» What is required
Which lines of the data contain the string "BlockOutputWithProofs"? Copy every one.

··· The data ···

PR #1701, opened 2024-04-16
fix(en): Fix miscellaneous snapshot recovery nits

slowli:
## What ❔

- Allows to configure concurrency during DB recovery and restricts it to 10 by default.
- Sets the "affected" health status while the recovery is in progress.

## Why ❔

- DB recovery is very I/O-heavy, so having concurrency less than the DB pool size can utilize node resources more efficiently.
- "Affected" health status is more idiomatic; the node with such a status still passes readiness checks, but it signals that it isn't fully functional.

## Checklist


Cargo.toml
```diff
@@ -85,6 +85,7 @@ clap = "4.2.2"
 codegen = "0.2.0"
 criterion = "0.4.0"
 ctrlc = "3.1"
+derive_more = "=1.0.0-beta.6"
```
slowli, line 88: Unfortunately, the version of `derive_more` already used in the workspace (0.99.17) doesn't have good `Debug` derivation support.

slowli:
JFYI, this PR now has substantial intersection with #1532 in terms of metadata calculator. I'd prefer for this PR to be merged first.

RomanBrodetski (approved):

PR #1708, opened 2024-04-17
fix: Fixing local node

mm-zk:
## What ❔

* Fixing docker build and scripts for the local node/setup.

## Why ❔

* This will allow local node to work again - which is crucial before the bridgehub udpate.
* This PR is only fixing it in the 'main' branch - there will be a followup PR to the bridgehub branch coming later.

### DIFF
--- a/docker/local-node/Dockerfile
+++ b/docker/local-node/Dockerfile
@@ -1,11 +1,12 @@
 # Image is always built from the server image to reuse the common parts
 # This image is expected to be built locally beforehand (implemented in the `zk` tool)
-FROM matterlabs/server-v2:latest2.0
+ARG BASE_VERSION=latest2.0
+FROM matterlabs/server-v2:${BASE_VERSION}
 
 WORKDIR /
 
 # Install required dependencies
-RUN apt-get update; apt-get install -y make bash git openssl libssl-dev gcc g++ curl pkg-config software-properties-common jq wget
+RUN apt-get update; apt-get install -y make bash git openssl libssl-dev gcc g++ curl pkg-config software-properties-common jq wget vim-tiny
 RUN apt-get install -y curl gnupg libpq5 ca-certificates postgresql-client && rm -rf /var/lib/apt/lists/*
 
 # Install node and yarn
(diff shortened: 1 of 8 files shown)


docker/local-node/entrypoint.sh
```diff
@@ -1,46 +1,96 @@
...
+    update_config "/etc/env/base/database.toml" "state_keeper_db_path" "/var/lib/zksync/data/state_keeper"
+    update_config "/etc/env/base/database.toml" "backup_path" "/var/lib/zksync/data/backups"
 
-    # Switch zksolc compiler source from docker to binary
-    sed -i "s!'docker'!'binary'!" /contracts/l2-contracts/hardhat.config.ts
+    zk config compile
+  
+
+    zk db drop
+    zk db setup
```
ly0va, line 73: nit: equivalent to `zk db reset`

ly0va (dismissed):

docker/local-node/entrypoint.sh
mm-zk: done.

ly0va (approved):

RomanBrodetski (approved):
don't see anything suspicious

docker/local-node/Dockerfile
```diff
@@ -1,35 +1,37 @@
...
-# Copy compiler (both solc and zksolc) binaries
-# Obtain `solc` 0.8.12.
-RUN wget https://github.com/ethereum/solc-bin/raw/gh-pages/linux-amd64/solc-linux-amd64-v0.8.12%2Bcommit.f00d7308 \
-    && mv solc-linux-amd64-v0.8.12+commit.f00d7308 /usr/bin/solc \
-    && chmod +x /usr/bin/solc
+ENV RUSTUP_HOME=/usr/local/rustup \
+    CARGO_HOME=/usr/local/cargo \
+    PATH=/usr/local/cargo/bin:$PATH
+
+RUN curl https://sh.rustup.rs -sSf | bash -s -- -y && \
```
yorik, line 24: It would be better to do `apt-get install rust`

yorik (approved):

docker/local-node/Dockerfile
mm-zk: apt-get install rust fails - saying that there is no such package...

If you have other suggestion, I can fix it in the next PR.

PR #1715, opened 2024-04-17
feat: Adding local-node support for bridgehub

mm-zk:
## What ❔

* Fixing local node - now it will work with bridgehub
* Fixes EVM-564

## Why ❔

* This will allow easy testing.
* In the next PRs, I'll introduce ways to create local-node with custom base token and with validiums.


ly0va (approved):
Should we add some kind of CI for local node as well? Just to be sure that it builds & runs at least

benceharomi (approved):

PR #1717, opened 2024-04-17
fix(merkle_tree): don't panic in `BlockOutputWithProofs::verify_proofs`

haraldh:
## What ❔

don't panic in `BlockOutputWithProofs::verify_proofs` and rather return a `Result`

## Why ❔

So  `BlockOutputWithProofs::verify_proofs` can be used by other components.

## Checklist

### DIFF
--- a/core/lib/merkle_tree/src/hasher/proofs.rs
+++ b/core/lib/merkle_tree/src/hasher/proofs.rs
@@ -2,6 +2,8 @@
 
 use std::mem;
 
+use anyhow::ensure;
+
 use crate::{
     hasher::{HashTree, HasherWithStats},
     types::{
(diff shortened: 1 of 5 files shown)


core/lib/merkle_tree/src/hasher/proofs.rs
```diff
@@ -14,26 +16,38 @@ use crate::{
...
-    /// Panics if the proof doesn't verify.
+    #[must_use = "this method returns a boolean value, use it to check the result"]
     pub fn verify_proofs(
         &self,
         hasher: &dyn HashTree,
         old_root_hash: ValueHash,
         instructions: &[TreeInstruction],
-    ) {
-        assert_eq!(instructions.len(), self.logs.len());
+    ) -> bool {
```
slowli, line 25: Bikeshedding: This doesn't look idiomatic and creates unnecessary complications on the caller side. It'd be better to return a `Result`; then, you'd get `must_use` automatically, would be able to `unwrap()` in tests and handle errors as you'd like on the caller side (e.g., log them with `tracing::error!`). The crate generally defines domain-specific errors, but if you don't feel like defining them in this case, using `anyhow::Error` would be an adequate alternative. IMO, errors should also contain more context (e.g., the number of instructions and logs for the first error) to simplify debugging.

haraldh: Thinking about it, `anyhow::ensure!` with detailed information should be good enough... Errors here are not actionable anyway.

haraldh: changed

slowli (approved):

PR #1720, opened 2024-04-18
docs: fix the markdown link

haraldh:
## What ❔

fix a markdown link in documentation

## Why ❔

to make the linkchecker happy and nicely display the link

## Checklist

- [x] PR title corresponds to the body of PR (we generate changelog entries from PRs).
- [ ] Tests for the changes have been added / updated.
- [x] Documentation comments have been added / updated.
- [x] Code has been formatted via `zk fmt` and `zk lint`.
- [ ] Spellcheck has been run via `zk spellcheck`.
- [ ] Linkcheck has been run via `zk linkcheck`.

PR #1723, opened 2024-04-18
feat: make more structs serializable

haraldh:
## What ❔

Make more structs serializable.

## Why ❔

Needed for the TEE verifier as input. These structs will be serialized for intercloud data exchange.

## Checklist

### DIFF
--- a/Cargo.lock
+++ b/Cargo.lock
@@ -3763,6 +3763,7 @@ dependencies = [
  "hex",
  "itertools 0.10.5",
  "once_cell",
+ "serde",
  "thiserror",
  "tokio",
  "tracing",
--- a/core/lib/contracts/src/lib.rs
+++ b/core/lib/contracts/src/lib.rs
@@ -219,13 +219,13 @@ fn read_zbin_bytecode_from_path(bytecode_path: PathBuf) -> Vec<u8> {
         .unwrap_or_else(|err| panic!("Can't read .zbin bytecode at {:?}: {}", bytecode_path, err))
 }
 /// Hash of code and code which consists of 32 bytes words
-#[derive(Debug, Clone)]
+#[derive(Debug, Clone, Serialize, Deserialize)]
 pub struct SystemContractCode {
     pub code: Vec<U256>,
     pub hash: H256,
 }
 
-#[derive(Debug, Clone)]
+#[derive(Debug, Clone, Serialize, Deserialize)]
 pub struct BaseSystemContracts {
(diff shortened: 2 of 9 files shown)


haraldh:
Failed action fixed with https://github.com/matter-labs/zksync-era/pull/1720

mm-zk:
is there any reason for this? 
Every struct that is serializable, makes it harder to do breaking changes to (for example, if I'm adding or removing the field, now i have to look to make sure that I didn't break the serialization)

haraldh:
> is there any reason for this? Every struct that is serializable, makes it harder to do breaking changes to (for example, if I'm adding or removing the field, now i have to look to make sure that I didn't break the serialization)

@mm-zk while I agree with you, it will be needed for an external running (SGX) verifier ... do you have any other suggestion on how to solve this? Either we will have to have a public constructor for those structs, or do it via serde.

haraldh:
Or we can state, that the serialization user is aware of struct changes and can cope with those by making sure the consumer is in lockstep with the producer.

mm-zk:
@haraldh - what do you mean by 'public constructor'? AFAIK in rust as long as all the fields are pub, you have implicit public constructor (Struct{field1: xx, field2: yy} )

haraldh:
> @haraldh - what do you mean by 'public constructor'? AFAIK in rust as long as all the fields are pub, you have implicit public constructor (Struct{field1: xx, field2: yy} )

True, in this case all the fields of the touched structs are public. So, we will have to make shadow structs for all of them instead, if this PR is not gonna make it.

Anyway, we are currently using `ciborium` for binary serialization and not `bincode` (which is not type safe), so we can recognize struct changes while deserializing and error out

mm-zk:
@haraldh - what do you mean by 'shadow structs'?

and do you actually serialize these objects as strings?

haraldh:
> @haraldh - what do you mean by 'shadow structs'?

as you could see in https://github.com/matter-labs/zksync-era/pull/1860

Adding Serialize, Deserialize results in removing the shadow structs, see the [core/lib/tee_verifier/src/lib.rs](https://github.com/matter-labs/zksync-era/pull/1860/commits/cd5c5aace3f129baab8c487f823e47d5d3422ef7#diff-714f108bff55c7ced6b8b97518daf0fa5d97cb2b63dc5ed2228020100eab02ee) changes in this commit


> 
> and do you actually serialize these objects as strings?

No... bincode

···

» Your response
fix(merkle_tree): don't panic in `BlockOutputWithProofs::verify_proofs`
don't panic in `BlockOutputWithProofs::verify_proofs` and rather return a `Result`
So  `BlockOutputWithProofs::verify_proofs` can be used by other components.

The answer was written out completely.